Presto vs Spark With EMR Cluster

Amazon EMR is a managed cluster platform that simplifies running big data frameworks, such as Apache Hadoop and Apache Spark, solely on AWS.  An EMR cluster with Spark is very different to Presto:

  • EMR is a data store. Presto on the other hand stores no data – it is a distributed SQL query engine, a federation middle tier. Presto users can query data in EMR, and combine it with data from many other sources for which Presto connectors are provided such as RDBMSs, noSQL DBs, files, object stores, Elasticsearch, etc.
  • Spark is a general-purpose cluster-computing framework that can process data in EMR.  Spark core does not support SQL – for SQL support you install the Spark SQL module which adds structured data processing capabilities. Spark is not designed for interactive or ad hoc queries and is not designed for federating data from multiple sources ; for this Presto is a better choice.

There are some similarities: EMR, Spark and Presto share distributed and parallel architectures, and are all designed for dealing with big data.  And PrestoDB is included in Amazon EMR release version 5.0.0 and later. 

A typical EMR deployment pattern is to run Spark jobs on an EMR cluster for very large data I/O and transformation, data processing, and machine learning applications.  EMR offers easy provisioning, auto-scaling, fault tolerance, and as you’d expect it has good integration with the AWS ecosystem like S3, DynamoDB and Redshift. An EMR cluster may be configured as “long running” or a transient cluster that auto-terminates once the processing job(s) have completed.
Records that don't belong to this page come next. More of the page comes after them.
PR #78, opened 2021-04-27
Implemented methods according to conditions in README.

Kharlanava:


src/main/java/practice/StreamPractice.java
```diff
@@ -1,80 +1,71 @@
...
-     * for example, `Arrays.asList( new People(«Victor», 16, Sex.MAN),
-     * new People(«Helen», 42, Sex.WOMEN))`,
-     * select from the List only men whose age is from `fromAge` to `toAge` inclusively.
-     * <p>
-     * Example: select men who can be recruited to army (from 18 to 27 years old inclusively).
-     */
     public List<People> selectMenByAge(List<People> peopleList, int fromAge, int toAge) {
-        return Collections.emptyList();
+        return peopleList.stream()
+                .filter(human -> human.getSex().equals(People.Sex.MAN)
```
veronika1shcherbyna, line 34: From checklist: _If you have a long boolean expression you may create your own implementation of Predicate and use it in your filter._ 
So you can create your own Predicate object :)

src/main/java/practice/StreamPractice.java
```diff
@@ -1,80 +1,71 @@
...
-     * or to `femaleToAge` (for women) inclusively.
-     * <p>
-     * Example: select people of working age
-     * (from 18 y.o. and to 60 y.o. for men and to 55 y.o. for women inclusively).
-     */
     public List<People> getWorkablePeople(int fromAge, int femaleToAge,
                                           int maleToAge, List<People> peopleList) {
-        return Collections.emptyList();
+        return peopleList.stream()
+                .filter(human -> (human.getSex().equals(People.Sex.MAN)
```
veronika1shcherbyna, line 43: the same here

src/main/java/practice/StreamPractice.java
```diff
@@ -1,80 +1,71 @@
...
 
-    /**
-     * Given a List of `People` instances (having `name`, `age`, `sex` and `List of cats` fields,
-     * and each `Cat` having a `name` and `age`),
-     * return the names of all cats whose owners are women from `femaleAge` years old inclusively.
-     */
     public List<String> getCatsNames(List<People> peopleList, int femaleAge) {
-        return Collections.emptyList();
+        List<People> validPeople = peopleList.stream()
+                .filter(human -> human.getSex().equals(People.Sex.WOMEN)
```
veronika1shcherbyna, line 54: and you can use Predicate here

veronika1shcherbyna (changes requested):

veronika1shcherbyna (approved):

src/main/java/practice/StreamPractice.java
```diff
@@ -1,80 +1,90 @@
...
+            }
+        };
+        List<People> validPeople = peopleList.stream()
+                .filter(selectPeople)
+                .collect(Collectors.toList());
+        return validPeople.stream()
+                .map(People::getCats)
+                .flatMap(Collection::stream)
+                .map(Cat::getName)
+                .collect(Collectors.toList());
```
Resci, line 80: We can merge it into one stream with 1 map operation and 1 flatMap operation. Let's think about how we can do that

Resci (changes requested):

src/main/java/practice/StreamPractice.java
Kharlanava: Done.

src/main/java/practice/StreamPractice.java
```diff
@@ -1,80 +1,88 @@
...
+            public boolean test(People human) {
+                return human.getSex().equals(People.Sex.WOMEN)
+                        && human.getAge() >= femaleAge;
+            }
+        };
+        return peopleList.stream()
+                .filter(selectPeople)
+                .map(People::getCats)
+                .flatMap(Collection::stream)
+                .map(Cat::getName)
```
Resci, line 77:
```suggestion
                .filter(selectPeople)
                .flatMap(people -> people.getCats().stream())
                .map(Cat::getName)
```

src/main/java/practice/StreamPractice.java
```diff
@@ -1,80 +1,88 @@
...
-     * The requirements are: person should be older than 35 y, should be allowed to vote,
-     * have nationality - 'Ukrainian'
-     * and live in urk for 10 years. For the last requirement use field periodsInUkr,
-     * which has following view: "2002-2015"
-     * We want to reuse our validation in future, so let's write our own impl of Predicate
-     * parametrized with Candidate in CandidateValidator.
-     */
-    public List<String> validateCandidates(List<Candidate> candidates) {
-        return Collections.emptyList();
+    public static List<String> validateCandidates(List<Candidate> candidates) {
```
Resci, line 81: Why static?

Resci (changes requested):

src/main/java/practice/StreamPractice.java
Kharlanava: Because unit tests call this method from the class. So we can not use non-static method in static context.

Resci (approved):

PR #82, opened 2021-04-27
HW Streams

veronika1shcherbyna:


src/main/java/practice/StreamPractice.java
```diff
@@ -23,7 +34,11 @@ public int findMinEvenNumber(List<String> numbers) {
      * But before that subtract 1 from each element on an odd position (having the odd index).
      */
     public Double getOddNumsAverage(List<Integer> numbers) {
-        return 0D;
+        return IntStream.range(0, numbers.size())
+                .map(index -> index % 2 != 0 ? numbers.get(index) - 1 : numbers.get(index))
+                .filter(number -> number % 2 != 0)
+                .average()
+                .orElseThrow(NoSuchElementException::new);
```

EMR comes with some disadvantages:

  • EMR do not offer support for Presto – users must create their own Presto metastore, configure connectors, install and configure and tools they need. 
  • EMR can be complex – if you have a database requirement, then provisioning EMR, Spark and S3 and ensuring you use the right file formats, networking, roles and security, can take much, much longer than deploying a packaged MPP database solution like Redshift. 
  • When an EMR cluster terminates, all Amazon EC2 instances in the cluster terminate, and data in the instance store and EBS volumes is no longer available and not recoverable. This means you can’t stop an EMR cluster and retain data like you can with EC2 instances (even though EMR runs on EC2 instances under the covers). The data in EMR is ephemeral, and there’s no “snapshot” option (because EMR clusters use instance-store volumes).  The only workaround is to store all your  data in EMR to S3 before each shutdown, and then ingest it all back into EMR on start-up. Users must develop a strategy to manage and preserve their data by writing to Amazon S3 and manage the cost implications. 
  • On its own EMR doesn’t include any tools – no analytical tools, BI, Visualisation, SQL Lab or Notebooks. No Hbase or Flume. No hdfs access cli even. So you have to roll your own by doing the tool integrations yourself and deal with the configuration and debugging effort that entails. That can be a lot of work.
  • EMR has no UI to track jobs in real time like you can with Presto, Cloudera, Spark, and most other frameworks. Similarly EMR has no scheduler.
  • EMR has no interface for workbooks and code snippets in the cluster – this increases the complexity and time taken to develop, test and submit tasks, as all jobs have to go through a submitting process. 
  • EMR is unable to automatically replace unhealthy nodes.
  • The clue is in the name – EMR – it uses the MapReduce execution framework which is designed for large batch processing and not ad hoc, interactive processing such as analytical queries. 
  • Cost: EMR is usually more expensive than using EC2, installing Hadoop and running an always-on cluster. Persisting your EMR data in S3 adds to the cost.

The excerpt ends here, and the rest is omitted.